# Contrastive Decoding Exploration

Use this notebook after installing the project requirements to compare baseline greedy decoding with contrastive decoding across multiple prompts.

In [None]:
import transformers as tr

from contrastive_decoding import CDConfig, contrastive_decode, format_prompt, load_model, pick_device_dtype
from contrastive_decoding.utils import ensure_padding_token

amateur_path = "Qwen/Qwen2.5-Coder-0.5B-Instruct"
expert_path = "Qwen/Qwen2.5-1.5B-Instruct"

device, dtype = pick_device_dtype()
tokenizer = tr.AutoTokenizer.from_pretrained(expert_path)
ensure_padding_token(tokenizer)

expert = load_model(expert_path, device, dtype)
amateur = load_model(amateur_path, device, dtype)

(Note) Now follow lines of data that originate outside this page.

PR #4664, opened 2024-09-24
Integrate true type fonts into VCMI

IvanSavenko:
VCMI now has true type fonts as part of its base install. Unlike similar submod in vcmi-extras, vcmi uses Noto font family (instead of Liberation) - due to slightly better unicode coverage and better match for h3 fonts, especially at low UI scaling mode.

Changes: 
- Selection of fonts to use is possible in Launcher - automatic, prefer original, or prefer true type fonts, without need to install vcmi extras.
- Added option to scale fonts (only for true type fonts) - this was requested several times for mobile platforms with small screens. If enabled, game will use true type fonts and they will be scaled by specified percentage. Due to space limitation this may lead to overflowing text in some UI elements, so option is marked as 'experimental'.
- Game will now load true type fonts from all mods. So if player uses our integrated fonts and installs mod that provides additional fonts (e.g. Chinese localization), game will use both our and fonts from mod to extend unicode coverage.
- By default, game will use original fonts as before for unscaled mode,  but for upscaled / xbrz mode game will switch to scalable TTF fonts due to better visuals. It is possible to override this by opting to always use original fonts in Launcher

This fixes following issues:
- If player selects language that is not supported by his H3 fonts (e.g. cyrillic languages in English H3), VCMI will now be able to display fonts instead of displaying empty space 
- In multiplayer, player will now be able to see chat messages from another players, even if they contain symbols not present in their H3 font.

TODO - remove true type fonts submod from vcmi-extras


dydzio0614:
I though I replaced Noto with WenQuanYi Micro Hei font back in the day, but if not - wouldn't that font be better?

IvanSavenko:
Not sure. My primary goal was to find font that is very similar to H3 looks & feels, with better coverage as nice bonus.

WenQuanYi  pros: 
- coverage of Chinese (and possibly Korean?)
Cons: 
- very poor quality of European languages
- likely worse coverage of European languages
- larger size (to be expected considering Chinese presence)
- very different from H3 fonts

dydzio0614:
I tested WenQuanYi with european fonts and following text:

Flygande bäckasiner söka strax hwila på mjuka tuvor. Любя, съешь щипцы, — вздохнёт мэр, — кайф жгуч. Nechť již hříšné saxofony ďáblů rozzvučí síň úděsnými tóny waltzu, tanga a quickstepu. Ξεσκεπάζω την ψυχοφθόρα βδελυγμία. Įlinkusi fechtuotojo špaga blykčiodama gręžė apvalų arbūzą. Nne, nna, wepụ he'l'ụjọ dum n'ime ọzụzụ ụmụ, vufesi obi nye Chukwu, ṅụrịanụ, gbakọọnụ kpaa, kwee ya ka o guzoshie ike. Ìwò̩fà ń yò̩ séji tó gbojúmó̩, ó hàn pákànpò̩ gan-an nis̩é̩ rè̩ bó dò̩la.

only few characters in last 2 sentences were shown wrong

IvanSavenko:
Chinese & Korean translations already includes true type fonts for their language.

So the only case that won't be covered is Chinese text in chat for non-Chinese players. Which right now is not automatic anyway - since ttf mod in vcmi-extras is disabled by default.

In theory we could include Chinese fonts in vcmi, but that means larger install size for everyone and not sure whether that font also covers Korean.
Alternatively, we can replace current submod in extras with Chinese fonts submod, that will be active by default.

Laserlicht:
Tested on smartphone. Looks quite good with Noto.

Is it still possible to override Noto in a mod? (if I prefer other fonts; or for our troll mod `Erathian font` 😅)

Do we have a way to fix y offset for small fonts:
grafik

Our coordinates are optimized for bitmap font. Can we somewhere define some y offsets per font (only ttf) to correct this issue?

IvanSavenko:
> Is it still possible to override Noto in a mod? (if I prefer other fonts; or for our troll mod Erathian font 😅)

Yeah, possible - enabling true type fonts from vcmi-extras replaces all Noto fonts from vcmi

> Do we have a way to fix y offset for small fonts:

Found strange logic for text positioning in there. Fixed.

Laserlicht:
> > Is it still possible to override Noto in a mod? (if I prefer other fonts; or for our troll mod Erathian font 😅)
> 
> Yeah, possible - enabling true type fonts from vcmi-extras replaces all Noto fonts from vcmi
> 
> > Do we have a way to fix y offset for small fonts:
> 
> Found strange logic for text positioning in there. Fixed.

Yes, that strange logic was because of the polish version: See here: https://github.com/vcmi/vcmi/pull/3467/commits/d309a0002554e94e2e431a2c89c69815e52ba246 and #3533

The polish font have a different height (I think one pixel). With rounding and the strange logic it was working for both (polish/english). But yeah - now it's a problem for ttf. 😅
Maybe we need a way to fix this for polish font.

IvanSavenko:
Checked polish version from gog - don't see anything wrong with that stack amount box

PR #4680, opened 2024-09-27
Basic spell research

Laserlicht:
Basic "stateless" spell research. Algorithm can be improved later...

Enable with mod:
```
{
	"name" : "Spell research",
	"description" : "Spell research",
	"version" : "1.0",
	"author" : "",
	"modType" : "Expansion",
	"compatibility":
	{
		"min" : "1.6.0"
	},
	"changelog":
	{
		"1.0": ["Initial version"]
	},
	"settings" : {
		"towns" : {
			"spellResearch" : true
		}
	}
}
```


server/CGameHandler.cpp
```diff
@@ -2233,6 +2242,53 @@ bool CGameHandler::razeStructure (ObjectInstanceID tid, BuildingID bid)
...
+	if(!getPlayerState(t->getOwner())->resources.canAfford(cost) && complain("Spell replacement cannot be afforded!"))
+		return false;
+
+	giveResources(t->getOwner(), -cost);
+
+	auto spells = t->spells.at(level);
+
+	std::swap(spells.at(t->spellsAtLevel(level, false)), spells.at(vstd::find_pos(spells, spellAtSlot)));
+	auto it = spells.begin() + t->spellsAtLevel(level, false);
+	std::rotate(it, it + 1, spells.end()); // move to end
```
IvanSavenko, line 2280: This means that once you roll through all spells you can learn *all* of them.
AFAIK hota spell research allows you to only learn spell once you've "finished" spell research.
So if you're researching lvl 5 spell your hero can only learn spell that you had originally and final spell that you've confirmed.

IMO if we want simple version of spell research something like this is better option:
> when player requests a spell reroll, game will propose replacement spell that player may accept or deny
> - if player accepts, spell will be added to list of obligatory spells
> - if player denies, spell will be added to list of banned spell (yes, permanently)
> - if player denies, he can reroll spell again (unless there is daily limit)
> - if all spells are either obligatory or banned, spell reroll is not possible

server/CGameHandler.cpp
```diff
@@ -2233,6 +2242,53 @@ bool CGameHandler::razeStructure (ObjectInstanceID tid, BuildingID bid)
...
+	int daysSinceLastResearch = gs->getDate(Date::DAY) - t->lastSpellResearchDay;
+	if(!daysSinceLastResearch && complain("Already researched today!"))
+		return false;
+
+	TResources cost;
+	cost[EGameResID::GOLD] = 1000;
+	cost[EGameResID::MERCURY] = (level + 1) * 2;
+	cost[EGameResID::SULFUR] = (level + 1) * 2;
+	cost[EGameResID::CRYSTAL] = (level + 1) * 2;
+	cost[EGameResID::GEMS] = (level + 1) * 2;
```
IvanSavenko, line 2269: Should be in GameSettings. For example as two values: base cost and cost / level. 
I think ResourceSet already has constructor from json

lib/mapObjects/CGTownInstance.h
```diff
@@ -73,6 +73,7 @@ class DLL_LINKAGE CGTownInstance : public CGDwelling, public IShipyard, public I
 	std::vector<std::vector<SpellID> > spells; //spells[level] -> vector of spells, first will be available in guild
 	std::vector<CCastleEvent> events;
 	std::pair<si32, si32> bonusValue;//var to store town bonuses (rampart = resources from mystic pond, factory = save debts);
+	int lastSpellResearchDay;
```
IvanSavenko, line 76: Would also be nice to have "spell research allowed in town" boolean property - part of hota map format. Check `CMapLoaderH3M::readTown`

client/windows/CCastleInterface.h
```diff
@@ -393,8 +394,11 @@ class CMageGuildScreen : public CStatusbarWindow
 
 	std::shared_ptr<CMinorResDataBar> resdatabar;
 
+	ObjectInstanceID townId;
+
 public:
 	CMageGuildScreen(CCastleInterface * owner, const ImagePath & image);
+	void update();
```
IvanSavenko, line 401: 1) More clear name as to what changed
2) Method needs to check whether it is our town changed or some other one, e.g. another player in simturns
```suggestion
	void townSpellsChanged(ObjectInstanceID townID);
```

server/CGameHandler.cpp
dydzio0614: seems to be better, but i see abuse potential because if it works the way that I think then all spell slots of same tier share banned list then player may use first spell slots as "always accept if spell is at least mediocre" kind of thing and only resort to use last spell slot for getting the spell he wants

client/windows/CCastleInterface.h
Laserlicht: Should be irrelevant. This is for opened window. And all opened mage guild windows will be updated, when there was an spell change.

IvanSavenko: No. 
If player A updates spell in his town X, player B does not needs an update if he is looking at his mages guild in town Y.

server/CGameHandler.cpp
Laserlicht: changed the algorithm a little bit:
- it's now possible to skip spell (can do a new decision next day)
- each accepted research the costs increases exponential. Adds some strategic decisions to make. Avoids also to learn all (at least without unlimited resources).

client/windows/CCastleInterface.h
Laserlicht: Changed

client/widgets/CComponent.h
```diff
@@ -52,6 +52,7 @@ class CComponent : public virtual CIntObject
 	std::string customSubtitle;
 	ESize size; //component size.
 	EFonts font; //Font size of label
+	bool newLine; //Line break after component
```
IvanSavenko, line 55: Why was this necessary?

IvanSavenko:
Code-wise OK, mechanically-wise - I would rather have version I described here in the comment, it should be more balanced, but don't care much about this feature so OK I guess.

Would like confirmation from pvp players that they are also OK with this approach before merging.

client/widgets/CComponent.h
Laserlicht: To make the spell (and only this one) in first line and ressources in following lines.

lib/mapObjects/CGTownInstance.h
```diff
@@ -73,6 +73,9 @@ class DLL_LINKAGE CGTownInstance : public CGDwelling, public IShipyard, public I
 	std::vector<std::vector<SpellID> > spells; //spells[level] -> vector of spells, first will be available in guild
 	std::vector<CCastleEvent> events;
 	std::pair<si32, si32> bonusValue;//var to store town bonuses (rampart = resources from mystic pond, factory = save debts);
+	std::map<int, int> spellResearchActionsPerDay;
+	int spellResearchCounter;
```
IvanSavenko, line 77: Why do you need `spellResearchActionsPerDay`?
If you need "how many times spell research was done today" then you can use simple counter and reset it in `NewTurn::applyGs`, similar to built buildings counter

Mods/vcmi/config/vcmi/english.json
```diff
@@ -59,6 +59,13 @@
 
 	"vcmi.spellBook.search" : "search...",
 
+	"vcmi.spellResearch.canNotAfford" : "You can't afford to replace {%SPELL1} with {%SPELL2}. But you can still discard this spell and continue spell research.",
```
IvanSavenko, line 62: I though that discarding / continuing spell research also costs resources?

server/CGameHandler.cpp
```diff
@@ -2233,6 +2243,59 @@ bool CGameHandler::razeStructure (ObjectInstanceID tid, BuildingID bid)
 	return true;
 }
 
+bool CGameHandler::spellResearch(ObjectInstanceID tid, SpellID spellAtSlot, bool accepted)
+{
+	CGTownInstance *t = gs->getTown(tid);
+
+	if(!(getSettings().getBoolean(EGameSettings::TOWNS_SPELL_RESEARCH) && t->spellResearchAllowed) && complain("Spell research not allowed!"))
+		return false;
```
IvanSavenko, line 2251:
```suggestion
	if(!getSettings().getBoolean(EGameSettings::TOWNS_SPELL_RESEARCH) && complain("Spell research not allowed!"))
		return false;

	if (!t->spellResearchAllowed && complain("Spell research not allowed in this town!"))
		return false;
```

lib/mapObjects/CGTownInstance.h
Laserlicht: Ah thanks. This was the missing puzzle piece. :)

Mods/vcmi/config/vcmi/english.json
Laserlicht: Currently not.

IvanSavenko:
Attempted to make better / more clear icons for this menu.
Can you try using them instead? Feel free to also ask modders for better version. Can't say that I am entirely happy with my version, but still should be more clear than UI from this PR.

You can use our pseudo-button `settingsWindow\button80` in place of .def (will result in empty button with no images / text)
And these icons: [researchIcons.zip](https://github.com/user-attachments/files/17268978/researchIcons.zip) - you can add them to button via setOverlay() method of button (may not be the exact name)
I've also added 3rd icon for cancel / close dialog - strictly speaking not necessary, but it prevents mixing slightly different art styles.

pppbb:
@Laserlicht please rebase - i get errors applying patch.

Laserlicht:
> Attempted to make better / more clear icons for this menu. Can you try using them instead? Feel free to also ask modders for better version.

Thanks!

grafik

PR #4787, opened 2024-10-16
Support for mod presets (part 1)

IvanSavenko:
Initial part of support for mod presets. Main goal for this PR is to make mod installation and mod activation completely separate actions internally and resolve various issues related to mod dependencies.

cfg = CDConfig(max_new_tokens=40, alpha=0.1, top_k=50, stream=False)

prompts = {
    "Haiku": open('examples/haiku.txt').read().strip(),
    "Docstring": open('examples/docstring.txt').read().strip(),
    "Custom": "Summarize the key goals of contrastive decoding in two sentences.",
}

for name, user_prompt in prompts.items():
    formatted = format_prompt(tokenizer, user_prompt, use_chat_template=True)
    print(f"\n## {name}\n")
    print(contrastive_decode(amateur, expert, tokenizer, formatted, cfg, device))


Experiment with `alpha`, `top_k`, and `tau_amateur` to see how the resulting generations change. For longer generations you may also want to disable streaming (`--no-stream`) when using the CLI.